*Exercise requirements:*
Every line in the listing below that holds the word "View" should be returned.

*Task data:*

PR #811, opened 2021-03-11
LoginSupport Helper View

Montmorency:
Previously didn't have LoginSupport View helper equivalent for `currentAdminOrNothing` and `currentAdmin`. This is just boilerplate that would otherwise be added in the application level. Only requires import `CurrentAdminRecord` type family and exporting the helper functions.

Non-breaking change. 

Tested by creating small IHP application with Admin Authentication and expected View rendering on Admin Sessions.


mpscholten (approved):
Perfect, thanks :)

Issue #783, opened 2021-02-24
Creating An Enum And Table With The Same Name Throws Error In DevServer


s0kil:
Error:

```
NoData.MonoTraversable.headEx: empty
CallStack (from HasCallStack):
  error, called at src/Data/MonoTraversable.hs:397:28 in mono-traversable-1.0.15.1-AwDeddwIKE6FHgqF6f6LB9:Data.MonoTraversable
 match in record selector values
```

*Exercise answer:*
LoginSupport Helper View
Previously didn't have LoginSupport View helper equivalent for `currentAdminOrNothing` and `currentAdmin`. This is just boilerplate that would otherwise be added in the application level. Only requires import `CurrentAdminRecord` type family and exporting the helper functions.
Tested by creating small IHP application with Admin Authentication and expected View rendering on Admin Sessions.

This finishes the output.